What is expected ->
Restate the whole listing word for word, missing no line.

Collected material ->
===

PR #492, opened 2023-08-21
Add fetching from the AlphaFold structure database

dacarlin:
This PR adds the ability to fetch databases from the AlphaFold structure database by querying on UniProt accession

===

Result for this task ->
PR #492, opened 2023-08-21
Add fetching from the AlphaFold structure database

dacarlin:
This PR adds the ability to fetch databases from the AlphaFold structure database by querying on UniProt accession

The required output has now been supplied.